● PROMPT: Print each record exactly, with no word added or removed.

[[ RECORDED INFORMATION, beginning ]]

PR #1793, opened 2018-10-15
Issue 1616 update address api group

lulf:


lulf:
Closing this, as we've decided it is premature and no real benefit at this point.

PR #2814, opened 2019-05-14
Fix global console tests selector

kornys:


kornys:
@enmasse-ci run tests testcase=common.console.**

PR #2816, opened 2019-05-14
Test of multiple iotprojects

famartinrh:
Adds a few fixes for iot tests with the new usage of fabric8 clients in systemtests
Also adds new test MultipleProjectsTest which for now runs a simple workload over http-adapter of 2 iot projects concurrently.
The idea with this test and more similar tests to come is to verify the behaviour of the platform in a more real case because the iot infrastructure is shared between tenants


famartinrh:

[[ RECORDED INFORMATION, end ]]

● YOUR SOLUTION:
PR #1793, opened 2018-10-15
Issue 1616 update address api group

lulf:


lulf:
Closing this, as we've decided it is premature and no real benefit at this point.

PR #2814, opened 2019-05-14
Fix global console tests selector

kornys:


kornys:
@enmasse-ci run tests testcase=common.console.**

PR #2816, opened 2019-05-14
Test of multiple iotprojects

famartinrh:
Adds a few fixes for iot tests with the new usage of fabric8 clients in systemtests
Also adds new test MultipleProjectsTest which for now runs a simple workload over http-adapter of 2 iot projects concurrently.
The idea with this test and more similar tests to come is to verify the behaviour of the platform in a more real case because the iot infrastructure is shared between tenants


famartinrh:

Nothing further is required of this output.